Issue #307, opened 2020-05-25
Support for Windows


corco:
I have been looking to add support for Windows but hit a few brick walls. I'm looking for advice on the best way to do that for the project, assuming supporting Windows is desired of course!

I looked at the current setup using `cc_configure_make`. `cc_configure_make` does not support Windows and besides, I don't believe m4/flex/bison will compile anyways.

I also looked [rules_m4](https://github.com/jmillikin/rules_m4)/[rules_flex](https://github.com/jmillikin/rules_flex)/[rules_bison](https://github.com/jmillikin/rules_bison). m4/bison compiles (bison has a small issue at running) but flex does not compile on Windows and it doesn't look like it will anytime soon. However, the three repos works on OSX, so if you're interested I can do a pull request to replace `cc_configure_make` with these repos.

Finally, to support Windows I see three ways forward:

1. Commit flex/bison generated files in the repository, removing the requirements on flex/bison. We could keep the bazel rules to generate the files and a test, for CI, to make sure the committed files match the sources.
2. Compile for Windows on a LInux machine with MinGW. m4/flex/bison would be compiled with the host compiler, and verible on MinGW. It would not be possible to build on a Windows machine though.
3. Look to use [winflexbison](https://github.com/lexxmark/winflexbison) on Windows.

fangism:
Support for building on Windows is welcome, but I have zero experience developing on Windows myself.  (We've been having trouble getting m4 to build on Mac OS X.)

1. is not a bad idea, and is compatible with automake-style `dist_` files.  Perhaps this could be automated on branch that generates source distributions.  @mithro Does this seem practical?

fangism:
FYI, In #370 , @muhdmud [1] was able to follow instructions at https://docs.microsoft.com/en-us/windows/wsl/install-win10 before bazel build instructions to successfully build Verible.

[1] https://github.com/google/verible/issues/370#issuecomment-670547189

corco:
WSL allows to run Linux application on Windows, but it is not the same as a native Windows application. For starters, you need to have WSL installed on your Windows machine and I don't think you can invoke WSL application from Windows command line and vice-versa. I don't use Windows so I may be wrong there.

I managed to build a native Windows verible by using generated files from flex/bison instead of building them. I wanted to keep the file generation as a bazel test that would run only on Linux.

[...]

PR #728, opened 2021-04-01
Use github.com/jmillikin/rules_{flex,bison} bazel rules.

hzeller:
Instead of using the configure build, use the external
flex bazel rule that is reported to be more portable
to other platforms (at least MacOS #260, probably not
Windows #307 yet).


tgorochowik (commented):
@hzeller kythe build seems to be broken after these changes

hzeller:
Yes, this is still a draft. Reason is known (not having access to FlexLexer.h), but I need to figure out if this can be done without changing the bazel rules or if I need to file a feature request.

verilog/tools/syntax/verilog_syntax_test.sh
```diff
@@ -171,7 +171,7 @@ All lexed tokens:
 (#"endmodule" @11-20: "endmodule")
 (#"<<\\\\n>>" @20-21: "
 ")
-(#"end of file" @21-21: "")
+(#\$end @21-21: "")
```
hzeller, line 174: This looks like an artifact from scaling back from bison 3.6.2 to 3.3.2.
I looked if it was simple to actually upgrade the rules_bazel to 3.6.2 and it seems there is a new dependency ('textstyle') starting from 3.4 which makes things harder to port.

Apart from obvious issues integrating it in environments that are using a newer version (possibly the `end of file` string can be changed for the test), are you aware of any issues performance or feature-wise which would still warrant investigating going to the 3.6.x release @fangism ?

hzeller: Fixed in https://github.com/google/verible/pull/728/commits/70db525c5c50120f121b464f52c893cb456afa0a

mithro:
BTW You want to use the upstream source of https://github.com/hdl/bazel_rules_hdl

mithro:
Sorry, I think I got confused between github.com/jmillikin/rules_{flex,bison} and https://github.com/jesec/bazel_rules_hdl

bazel/bison.bzl
```diff
@@ -1,3 +1,4 @@
+# -*- Python -*-
```
fangism, line 1: Does this have to be "Python" (other files too)?

bazel/flex.bzl
```diff
@@ -1,3 +1,4 @@
+# -*- Python -*-
```
fangism, line 1: Python?

fangism (commented):
Looks ok so far, untested.

bazel/bison.bzl
hzeller: That makes a common editor that doesn't know about bazel files that this is essentially a Python file (which it is).

bazel/flex.bzl
hzeller: Yep, intentional.

bazel/bison.bzl
tgorochowik: Makes me think.. should we try to add a CI job that checks formatting of bazel files too? We could probably re-use the formatter scripts from sv-test (which use yapf)

(Not as a part of this PR of course)

tgorochowik (approved):
LGTM, works fine on Linux and the code is much cleaner now.

One question though: the repo with the rules does not seem to be actively maintained, I guess we don't always need the latest versions so that's fine, but maybe we should keep a fork of that repo somewhere just in case in disappears?

hzeller:
For bazel rules formatting, there is actually the [buildifier](https://github.com/bazelbuild/buildtools) tool. I have it somewhere on my TODO list, but should probably file an issue for it that it is not getting lost.

Maintainance of the [flex](https://github.com/jmillikin/rules_flex) repo: last change December 2020, so that looks good and actively maintained.
The [bison](https://github.com/jmillikin/rules_bison) was last updated in October 2019, so that looks a bit outdated, but there seems to be a good reason: bison added a bunch of very specific dependencies that would make it harder to port (I tried to change to a newer version of bison and it requires some work).

I will try to see if I can go to the latest version of bison and upstream that, and watch the responsiveness of the author. Right now I am not worried too much about it going away.

PR #733, opened 2021-04-01
[kythe] Extend VerilogProject to support adding virtual files

ivan444:
Virtual file: file for which we have the path & content, but not the physical file. This is required for running the indexing server


hzeller:
Do you know the reason for the failed build ?

ivan444:
Looking. It was working fine locally.

ivan444:
The build should be fixed now. I limited my build & test to kythe part, instead of the whole project. Forgot that `VeribleProject` is used elsewhere.

hzeller (approved):

PR #735, opened 2021-04-01
Bazel test mac

hzeller:
testing if the new bazel rules will compile on mac.


hzeller:
Down to one failure, captured in #739

Issue #310, opened 2020-05-28
Support for naming conventions


zegervdv:
Are there any plans to add linting rules for naming conventions?

For example module inputs should start with `i_` or should end with `_i`.
Preferably this would be configurable using some kind of template.

fangism:
I'm hearing similar requests coming from some teams.  I acknowledge not everyone will share the same convention, but fortunately, we've introduced rule configurability so it should be possible to pass regular expressions to the rules that check conventions.

@msfschaffer I believe you wanted this too, right?

To point to one example:
https://github.com/google/verible/blob/3968647730731ee8533b75097245efc23a9271a8/verilog/analysis/checkers/struct_union_name_style_rule.cc#L77

The currently hardcoded style checks could come from rule configurations.

Here's an example of a configurable rule:
https://github.com/google/verible/blob/3968647730731ee8533b75097245efc23a9271a8/verilog/analysis/checkers/explicit_parameter_storage_type_rule.cc#L104

pawelsag:
Hi, so if I understand it correctly we would like to have the whole name to be configured with regex or just only some parts of the gathered name should be verified with regex?

What regex should I use, the one from the cpp standard?

zegervdv:
I think the whole name would allow for most flexibility. In the example I gave we want to check that input ports of the module always start with `i_`, but other organizations use the rule that inputs should end on `_i`. 
So, if possible, a full name regex match would allow for both, and many other rules you could think of. 

The configuration for that could then be something like: `\bi_.*` to match the start of a word. 

I'm using PCRE style regexes here but, for me at least, as long as it supports the basics and is well documented, the exact syntax is not that important. 

I guess that is up to @fangism (or other maintainers) to decide.

pawelsag:
Ok, thanks for the clarification.

PR #737, opened 2021-04-02
WIP: Naming conventions with regex

pawelsag:
Fixes: #310

But first, the https://github.com/google/verible/pull/651 need to be merged


hzeller:
mmh, I have to think about this. I don't like `std::regex` at all as it uses exceptions to indicate issues with parsing expressions, which is the wrong choice of error reporting, because it is not exceptional (besides the std:: implementation being very slow).

OTOH, we already use it a one place in the [`lint_waiver`](https://github.com/google/verible/blob/7c994b1af0ef6c83439d00186abdb0c36c2320ef/common/analysis/lint_waiver.cc#L334-L341), for which we then explicitly [enabled exceptions](https://github.com/google/verible/blob/7c994b1af0ef6c83439d00186abdb0c36c2320ef/common/analysis/BUILD#L99).

The reason why we used `std::regex` in lint_waiver was to be compatible in C++11, C++14 _and_ C++17, which was not very possible with the preferred choice, [re2](https://github.com/google/re2) (due to some compatibility issues with StringPiece == std::string_view or not). Given that we are now [somewhat tied to C++17](https://github.com/google/verible/blob/master/.github/settings.sh#L31), this might be worthwhile revisting.

For this change, this should not hold us back for now, and we should proceed for now assuming we use `std::regex`.

verilog/analysis/checkers/constraint_name_style_rule.h
```diff
@@ -15,6 +15,8 @@
 #ifndef VERIBLE_VERILOG_ANALYSIS_CHECKERS_CONSTRAINT_NAME_STYLE_RULE_H_
 #define VERIBLE_VERILOG_ANALYSIS_CHECKERS_CONSTRAINT_NAME_STYLE_RULE_H_
 
+#include <optional>
+#include <regex>
```
hzeller, line 19: Make sure to enable exceptions for this library (example in [lint_waiver]( https://github.com/google/verible/blob/7c994b1af0ef6c83439d00186abdb0c36c2320ef/common/analysis/BUILD#L99)).

We usually prefer to disable exceptions for everything _except_ for the files that absolutely need them.

verilog/analysis/checkers/enum_name_style_rule.cc
```diff
@@ -49,10 +50,19 @@ const char EnumNameStyleRule::kMessage[] =
...
 std::string EnumNameStyleRule::GetDescription(
     DescriptionType description_type) {
-  return absl::StrCat("Checks that ", Codify("enum", description_type),
-                      " names use lower_snake_case naming convention"
-                      " and end with '_t' or '_e'. See ",
-                      GetStyleGuideCitation(kTopic), ".");
+  static std::string basic_desc =
+      absl::StrCat("Checks that ", Codify("enum", description_type),
+                   " names use lower_snake_case naming convention"
+                   " and end with '_t' or '_e'. See ",
```
hzeller, line 56: .. `and also the additional optional regular expression.`

Otherwise the explanation looks a bit confusing to the user: tests for_t and _e ... and then there is a parameter with regular expressions - it is unclear from seeing that if that is replacing the _t, _e rule or augmenting it.

Similar in the other rules you added regexp: we should update the documentation to include the optional regexp capability.

verilog/analysis/checkers/enum_name_style_rule.cc
```diff
@@ -49,10 +50,19 @@ const char EnumNameStyleRule::kMessage[] =
...
+                   GetStyleGuideCitation(kTopic), ".");
+  if (description_type == DescriptionType::kHelpRulesFlag) {
+    return absl::StrCat(basic_desc, "Paramteres: name_regex:regex rule");
```
hzeller, line 59: Typo: `Paramteres`

hzeller (commented):
Some initial comments; mostly I think we have to make it clear to the user that the regex are in addition to the thing that is already tested.

In the meantime I'll explore using [RE2](https://github.com/google/re2) instead of std::regex as I like to avoid exceptions (long story). But nothing to worry about for this PR, this is fairly straightforward to change.

pawelsag:
Ok so if I understand you correctly when regex is enabled we should validate the regex, if the regex does not match, we should fall back to the already implemented rules, right?

hzeller:
I was mostly thinking: we always check the built-in rule, and then, in addition, also the regexp. IIRC, that is how you implemented it.

Mostly it was important to me that we describe what we do in the description.

We could of course think of an either/or approach (if regexp defined, use that, otherwise use built-in rule).

verilog/analysis/checkers/enum_name_style_rule.cc
pawelsag: Ok so I changed the description as suggested, but I change the phrase to: `or also the additional optional regular expression.`, cause we can use either regex or the original rule, but when regex is not enabled we do not validate the old rules.

PR #740, opened 2021-04-03
Upgrade to latest absl.

hzeller:
And use absl::StrContains() with a char, that wasn't available
before.


mithro (approved):
LGTM.

mithro:
We should probably set up some type of GitHub action to automatically send PRs to roll things like this forward....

• Task goal: Find and copy each line above that includes the string "actually".

• Response to the task:
I looked if it was simple to actually upgrade the rules_bazel to 3.6.2 and it seems there is a new dependency ('textstyle') starting from 3.4 which makes things harder to port.
For bazel rules formatting, there is actually the [buildifier](https://github.com/bazelbuild/buildtools) tool. I have it somewhere on my TODO list, but should probably file an issue for it that it is not getting lost.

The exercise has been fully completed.